• [Goal of the exercise] Filtering the records below, copy only those lines that include the word "domain".

Recorded data below:

PR #761, opened 2020-08-02
Remove unused function and variables

johscheuer:
I looked into the code for a better understanding of some behaviour of the provider and I found that these variables and this function is not used anymore and they can be removed.

### DIFF
--- a/libvirt/domain.go
+++ b/libvirt/domain.go
@@ -18,12 +18,6 @@ import (
 	"github.com/libvirt/libvirt-go-xml"
 )
 
-// deprecated, now defaults to not use it, but we warn the user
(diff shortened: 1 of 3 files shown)


libvirt/domain.go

End of Recorded data.

• [Written response]
--- a/libvirt/domain.go
+++ b/libvirt/domain.go
libvirt/domain.go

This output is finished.